Data for this exercise
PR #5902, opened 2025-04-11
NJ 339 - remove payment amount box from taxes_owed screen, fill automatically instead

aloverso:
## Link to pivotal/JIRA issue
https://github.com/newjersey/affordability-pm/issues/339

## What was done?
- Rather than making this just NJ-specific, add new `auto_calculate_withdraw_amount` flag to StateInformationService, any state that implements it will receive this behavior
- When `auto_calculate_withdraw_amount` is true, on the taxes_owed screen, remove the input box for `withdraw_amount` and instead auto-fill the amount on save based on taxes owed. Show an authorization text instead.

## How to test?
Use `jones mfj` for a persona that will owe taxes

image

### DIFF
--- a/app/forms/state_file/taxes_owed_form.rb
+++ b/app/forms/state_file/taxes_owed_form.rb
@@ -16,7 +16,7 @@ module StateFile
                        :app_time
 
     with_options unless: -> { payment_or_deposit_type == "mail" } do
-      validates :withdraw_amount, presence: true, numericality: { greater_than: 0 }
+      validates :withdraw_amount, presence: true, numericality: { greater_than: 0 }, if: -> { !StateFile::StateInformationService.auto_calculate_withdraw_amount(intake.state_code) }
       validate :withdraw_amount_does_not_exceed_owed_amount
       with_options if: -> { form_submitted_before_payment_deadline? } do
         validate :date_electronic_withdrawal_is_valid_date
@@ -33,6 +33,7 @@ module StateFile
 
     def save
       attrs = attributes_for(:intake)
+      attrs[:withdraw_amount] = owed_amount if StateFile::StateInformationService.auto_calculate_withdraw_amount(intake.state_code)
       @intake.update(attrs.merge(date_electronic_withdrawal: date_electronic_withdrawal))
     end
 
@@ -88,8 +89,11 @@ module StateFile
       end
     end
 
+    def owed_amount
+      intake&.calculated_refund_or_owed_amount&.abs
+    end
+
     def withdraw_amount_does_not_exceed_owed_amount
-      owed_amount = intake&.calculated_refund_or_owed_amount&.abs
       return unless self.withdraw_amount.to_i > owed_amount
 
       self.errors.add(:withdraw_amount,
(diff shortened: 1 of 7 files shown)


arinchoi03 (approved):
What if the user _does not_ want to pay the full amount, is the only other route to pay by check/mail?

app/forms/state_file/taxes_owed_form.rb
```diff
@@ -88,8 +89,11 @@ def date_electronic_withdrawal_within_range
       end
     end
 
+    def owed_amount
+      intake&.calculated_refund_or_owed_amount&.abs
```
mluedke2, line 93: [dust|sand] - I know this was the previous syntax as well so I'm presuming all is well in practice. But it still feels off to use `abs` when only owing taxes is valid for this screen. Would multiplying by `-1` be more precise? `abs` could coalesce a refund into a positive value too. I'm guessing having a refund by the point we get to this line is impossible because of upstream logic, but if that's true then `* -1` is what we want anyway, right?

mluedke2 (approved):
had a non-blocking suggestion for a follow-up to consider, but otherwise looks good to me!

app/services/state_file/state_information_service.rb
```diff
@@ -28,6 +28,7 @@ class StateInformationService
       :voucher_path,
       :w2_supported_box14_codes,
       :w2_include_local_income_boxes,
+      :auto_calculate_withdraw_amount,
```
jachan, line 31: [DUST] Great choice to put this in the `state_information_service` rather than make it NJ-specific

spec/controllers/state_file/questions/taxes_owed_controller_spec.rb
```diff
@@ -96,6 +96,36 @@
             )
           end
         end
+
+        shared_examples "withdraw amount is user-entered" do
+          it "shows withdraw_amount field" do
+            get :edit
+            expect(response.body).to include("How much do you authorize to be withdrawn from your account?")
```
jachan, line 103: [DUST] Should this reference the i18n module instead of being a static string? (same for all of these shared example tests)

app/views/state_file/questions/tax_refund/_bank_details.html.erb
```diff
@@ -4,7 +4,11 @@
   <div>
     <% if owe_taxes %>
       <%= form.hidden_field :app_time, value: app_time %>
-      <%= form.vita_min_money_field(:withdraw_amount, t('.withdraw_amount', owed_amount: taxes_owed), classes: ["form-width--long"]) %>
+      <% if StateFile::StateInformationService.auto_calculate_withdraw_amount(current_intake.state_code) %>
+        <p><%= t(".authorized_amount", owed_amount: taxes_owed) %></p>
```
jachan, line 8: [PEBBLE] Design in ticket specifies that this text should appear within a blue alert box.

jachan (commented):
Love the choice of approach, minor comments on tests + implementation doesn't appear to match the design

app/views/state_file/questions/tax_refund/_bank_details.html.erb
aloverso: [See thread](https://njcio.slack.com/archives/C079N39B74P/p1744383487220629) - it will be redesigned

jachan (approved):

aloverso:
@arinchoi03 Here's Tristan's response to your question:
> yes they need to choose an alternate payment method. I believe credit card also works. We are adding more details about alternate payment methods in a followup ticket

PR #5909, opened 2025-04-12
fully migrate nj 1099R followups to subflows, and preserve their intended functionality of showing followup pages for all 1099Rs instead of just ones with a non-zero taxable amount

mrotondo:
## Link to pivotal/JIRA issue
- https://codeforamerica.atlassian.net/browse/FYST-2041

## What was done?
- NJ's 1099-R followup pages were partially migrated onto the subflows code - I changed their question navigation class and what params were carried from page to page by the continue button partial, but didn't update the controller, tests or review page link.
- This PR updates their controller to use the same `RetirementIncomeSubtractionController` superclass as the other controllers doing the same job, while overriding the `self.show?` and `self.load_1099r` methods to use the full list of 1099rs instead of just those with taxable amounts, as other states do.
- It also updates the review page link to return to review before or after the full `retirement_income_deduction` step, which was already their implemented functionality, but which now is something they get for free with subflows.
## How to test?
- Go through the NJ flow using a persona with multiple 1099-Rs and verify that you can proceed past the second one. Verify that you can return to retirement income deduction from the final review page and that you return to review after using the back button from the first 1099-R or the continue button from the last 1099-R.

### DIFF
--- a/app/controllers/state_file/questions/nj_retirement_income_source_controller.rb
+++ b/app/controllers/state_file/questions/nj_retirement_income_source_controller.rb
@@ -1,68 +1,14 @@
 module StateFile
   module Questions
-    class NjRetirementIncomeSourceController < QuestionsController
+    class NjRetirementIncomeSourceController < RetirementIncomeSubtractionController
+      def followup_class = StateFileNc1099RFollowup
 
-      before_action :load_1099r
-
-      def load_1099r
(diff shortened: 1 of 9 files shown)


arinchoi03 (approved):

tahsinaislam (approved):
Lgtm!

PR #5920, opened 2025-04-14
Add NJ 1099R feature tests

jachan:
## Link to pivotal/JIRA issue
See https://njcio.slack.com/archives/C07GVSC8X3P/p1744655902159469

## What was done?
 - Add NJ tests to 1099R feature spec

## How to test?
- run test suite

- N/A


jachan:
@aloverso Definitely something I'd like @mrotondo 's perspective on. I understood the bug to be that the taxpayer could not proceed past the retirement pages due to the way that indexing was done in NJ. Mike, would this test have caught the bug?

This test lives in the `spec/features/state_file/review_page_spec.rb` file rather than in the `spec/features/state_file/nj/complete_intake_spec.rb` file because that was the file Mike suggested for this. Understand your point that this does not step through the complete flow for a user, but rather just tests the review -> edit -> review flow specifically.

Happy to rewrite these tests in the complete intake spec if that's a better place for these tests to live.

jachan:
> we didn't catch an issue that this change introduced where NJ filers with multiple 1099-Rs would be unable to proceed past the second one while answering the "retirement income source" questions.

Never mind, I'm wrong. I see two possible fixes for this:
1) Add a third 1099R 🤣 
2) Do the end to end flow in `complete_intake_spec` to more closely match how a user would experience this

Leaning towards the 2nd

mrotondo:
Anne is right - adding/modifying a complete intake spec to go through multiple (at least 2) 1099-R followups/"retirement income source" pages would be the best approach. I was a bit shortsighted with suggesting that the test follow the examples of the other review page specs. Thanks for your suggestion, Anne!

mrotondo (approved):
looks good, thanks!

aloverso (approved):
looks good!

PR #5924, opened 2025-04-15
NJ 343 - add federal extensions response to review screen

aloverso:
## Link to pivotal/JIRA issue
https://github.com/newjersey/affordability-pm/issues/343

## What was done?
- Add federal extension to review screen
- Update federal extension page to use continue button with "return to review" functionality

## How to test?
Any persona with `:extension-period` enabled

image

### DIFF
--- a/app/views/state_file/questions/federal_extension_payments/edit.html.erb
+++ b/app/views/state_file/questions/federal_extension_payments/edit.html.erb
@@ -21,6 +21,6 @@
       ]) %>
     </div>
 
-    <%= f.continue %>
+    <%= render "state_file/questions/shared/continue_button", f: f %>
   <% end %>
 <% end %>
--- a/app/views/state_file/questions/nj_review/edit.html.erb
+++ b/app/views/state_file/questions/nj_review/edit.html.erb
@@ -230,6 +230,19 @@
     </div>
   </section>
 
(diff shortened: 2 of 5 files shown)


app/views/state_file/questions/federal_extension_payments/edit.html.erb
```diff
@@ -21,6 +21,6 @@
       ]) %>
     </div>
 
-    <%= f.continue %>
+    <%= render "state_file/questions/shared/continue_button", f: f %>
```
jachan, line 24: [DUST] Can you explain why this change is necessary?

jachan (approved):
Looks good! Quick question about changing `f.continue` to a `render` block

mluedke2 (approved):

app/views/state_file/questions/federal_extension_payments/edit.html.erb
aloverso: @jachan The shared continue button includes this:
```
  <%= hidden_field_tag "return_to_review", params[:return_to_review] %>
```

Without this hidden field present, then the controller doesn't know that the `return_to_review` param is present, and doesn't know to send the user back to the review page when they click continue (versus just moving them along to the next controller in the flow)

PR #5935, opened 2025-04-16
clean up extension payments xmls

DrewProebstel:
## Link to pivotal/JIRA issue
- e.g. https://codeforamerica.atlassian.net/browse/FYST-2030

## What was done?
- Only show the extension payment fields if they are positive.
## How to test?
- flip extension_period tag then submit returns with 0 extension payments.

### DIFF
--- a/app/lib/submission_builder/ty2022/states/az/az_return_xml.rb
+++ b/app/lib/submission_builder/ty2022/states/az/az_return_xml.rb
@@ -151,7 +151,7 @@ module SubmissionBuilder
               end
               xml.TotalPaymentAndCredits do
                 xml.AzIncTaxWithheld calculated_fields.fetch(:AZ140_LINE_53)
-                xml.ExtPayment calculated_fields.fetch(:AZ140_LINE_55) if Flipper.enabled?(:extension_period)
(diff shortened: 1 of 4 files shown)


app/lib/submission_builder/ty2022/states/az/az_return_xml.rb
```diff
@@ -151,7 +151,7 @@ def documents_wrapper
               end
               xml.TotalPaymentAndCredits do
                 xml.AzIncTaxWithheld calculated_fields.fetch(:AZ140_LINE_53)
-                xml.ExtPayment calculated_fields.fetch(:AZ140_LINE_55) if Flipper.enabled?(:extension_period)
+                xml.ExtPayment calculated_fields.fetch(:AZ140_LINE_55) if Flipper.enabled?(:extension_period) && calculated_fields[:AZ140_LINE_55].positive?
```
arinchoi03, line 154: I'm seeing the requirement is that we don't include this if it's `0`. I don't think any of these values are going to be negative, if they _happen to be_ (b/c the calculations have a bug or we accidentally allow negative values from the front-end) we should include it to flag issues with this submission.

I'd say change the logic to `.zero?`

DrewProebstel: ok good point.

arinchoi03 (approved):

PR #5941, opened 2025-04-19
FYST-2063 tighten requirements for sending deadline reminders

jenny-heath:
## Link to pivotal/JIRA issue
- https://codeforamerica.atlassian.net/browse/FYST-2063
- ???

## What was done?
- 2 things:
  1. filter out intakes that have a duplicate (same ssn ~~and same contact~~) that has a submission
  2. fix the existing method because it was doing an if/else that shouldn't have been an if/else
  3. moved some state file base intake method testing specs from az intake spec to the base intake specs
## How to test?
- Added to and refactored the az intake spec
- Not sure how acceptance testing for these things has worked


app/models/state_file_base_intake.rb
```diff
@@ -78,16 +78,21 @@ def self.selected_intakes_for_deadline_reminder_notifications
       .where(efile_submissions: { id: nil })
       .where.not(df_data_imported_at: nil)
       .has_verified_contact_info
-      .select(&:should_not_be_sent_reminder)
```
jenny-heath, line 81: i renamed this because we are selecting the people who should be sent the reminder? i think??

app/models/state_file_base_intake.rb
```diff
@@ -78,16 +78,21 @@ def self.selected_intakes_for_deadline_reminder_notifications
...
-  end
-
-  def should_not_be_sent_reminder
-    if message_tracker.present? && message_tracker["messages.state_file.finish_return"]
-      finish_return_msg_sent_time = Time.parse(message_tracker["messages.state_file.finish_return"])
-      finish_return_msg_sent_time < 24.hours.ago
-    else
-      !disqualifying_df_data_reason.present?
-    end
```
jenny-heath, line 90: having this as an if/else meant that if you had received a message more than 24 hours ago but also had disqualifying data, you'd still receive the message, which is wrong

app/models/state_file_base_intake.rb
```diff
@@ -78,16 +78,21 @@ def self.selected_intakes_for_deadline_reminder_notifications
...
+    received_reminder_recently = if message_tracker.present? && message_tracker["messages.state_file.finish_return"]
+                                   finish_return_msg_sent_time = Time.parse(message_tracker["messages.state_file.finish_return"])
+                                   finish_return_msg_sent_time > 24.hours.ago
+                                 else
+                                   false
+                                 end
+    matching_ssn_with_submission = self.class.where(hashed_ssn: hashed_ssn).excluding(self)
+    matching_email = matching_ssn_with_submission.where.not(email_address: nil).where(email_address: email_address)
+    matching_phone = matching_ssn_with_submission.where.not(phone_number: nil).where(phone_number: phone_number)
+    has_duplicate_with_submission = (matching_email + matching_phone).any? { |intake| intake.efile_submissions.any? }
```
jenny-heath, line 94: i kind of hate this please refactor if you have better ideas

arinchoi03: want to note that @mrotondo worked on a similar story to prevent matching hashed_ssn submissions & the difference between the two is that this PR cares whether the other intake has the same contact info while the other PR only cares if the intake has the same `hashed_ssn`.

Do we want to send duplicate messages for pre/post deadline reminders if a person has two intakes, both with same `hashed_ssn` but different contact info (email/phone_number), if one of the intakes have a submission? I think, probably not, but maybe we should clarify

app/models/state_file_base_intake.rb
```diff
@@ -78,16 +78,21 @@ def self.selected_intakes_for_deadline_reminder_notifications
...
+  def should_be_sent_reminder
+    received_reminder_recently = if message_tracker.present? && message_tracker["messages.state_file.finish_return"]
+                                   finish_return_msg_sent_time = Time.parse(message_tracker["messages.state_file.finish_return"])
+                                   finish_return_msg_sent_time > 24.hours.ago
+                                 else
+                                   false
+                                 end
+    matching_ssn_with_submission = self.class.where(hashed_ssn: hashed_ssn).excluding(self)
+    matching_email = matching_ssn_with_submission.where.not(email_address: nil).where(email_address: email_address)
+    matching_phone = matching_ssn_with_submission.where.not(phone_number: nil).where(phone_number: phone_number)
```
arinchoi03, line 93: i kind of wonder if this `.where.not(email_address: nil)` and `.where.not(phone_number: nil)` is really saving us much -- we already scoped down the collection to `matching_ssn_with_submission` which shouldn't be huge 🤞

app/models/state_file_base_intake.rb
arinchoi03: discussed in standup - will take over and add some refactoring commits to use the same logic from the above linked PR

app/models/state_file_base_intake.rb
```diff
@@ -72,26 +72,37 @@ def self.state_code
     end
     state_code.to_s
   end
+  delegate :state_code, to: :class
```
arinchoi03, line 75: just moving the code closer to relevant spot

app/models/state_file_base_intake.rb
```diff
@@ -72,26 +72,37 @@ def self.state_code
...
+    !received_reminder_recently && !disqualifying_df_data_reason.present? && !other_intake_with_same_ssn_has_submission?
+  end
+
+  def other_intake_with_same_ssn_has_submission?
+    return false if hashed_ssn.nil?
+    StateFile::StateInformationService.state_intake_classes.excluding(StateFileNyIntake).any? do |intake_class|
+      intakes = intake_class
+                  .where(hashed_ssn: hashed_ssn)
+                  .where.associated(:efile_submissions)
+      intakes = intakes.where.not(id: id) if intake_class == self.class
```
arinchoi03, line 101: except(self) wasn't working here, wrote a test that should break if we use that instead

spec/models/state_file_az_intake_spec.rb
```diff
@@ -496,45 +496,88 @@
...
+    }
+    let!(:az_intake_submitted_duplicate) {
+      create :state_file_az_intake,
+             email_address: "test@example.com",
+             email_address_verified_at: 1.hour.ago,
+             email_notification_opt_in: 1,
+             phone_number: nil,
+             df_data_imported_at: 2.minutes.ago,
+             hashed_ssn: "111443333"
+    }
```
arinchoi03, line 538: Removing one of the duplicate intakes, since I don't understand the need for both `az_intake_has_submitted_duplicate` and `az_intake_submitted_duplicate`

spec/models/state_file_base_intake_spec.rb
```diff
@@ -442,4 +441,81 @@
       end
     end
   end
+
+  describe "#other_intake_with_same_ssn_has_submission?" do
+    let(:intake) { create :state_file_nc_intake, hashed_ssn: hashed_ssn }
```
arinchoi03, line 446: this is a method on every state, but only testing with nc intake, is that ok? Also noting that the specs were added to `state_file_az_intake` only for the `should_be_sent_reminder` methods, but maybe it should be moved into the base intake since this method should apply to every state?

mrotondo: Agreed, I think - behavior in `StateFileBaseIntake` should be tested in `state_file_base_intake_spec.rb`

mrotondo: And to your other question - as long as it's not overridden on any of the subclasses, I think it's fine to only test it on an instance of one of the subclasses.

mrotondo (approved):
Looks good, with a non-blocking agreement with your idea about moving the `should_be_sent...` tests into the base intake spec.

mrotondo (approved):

Task details
Only one stretch of the data above is needed. Restate it word for word, from the line containing "authorization text instead." through the line containing "-16,7 +16,7 @@ module StateFile", both ends included.

Expected answer
- When `auto_calculate_withdraw_amount` is true, on the taxes_owed screen, remove the input box for `withdraw_amount` and instead auto-fill the amount on save based on taxes owed. Show an authorization text instead.

## How to test?
Use `jones mfj` for a persona that will owe taxes

image

### DIFF
--- a/app/forms/state_file/taxes_owed_form.rb
+++ b/app/forms/state_file/taxes_owed_form.rb
@@ -16,7 +16,7 @@ module StateFile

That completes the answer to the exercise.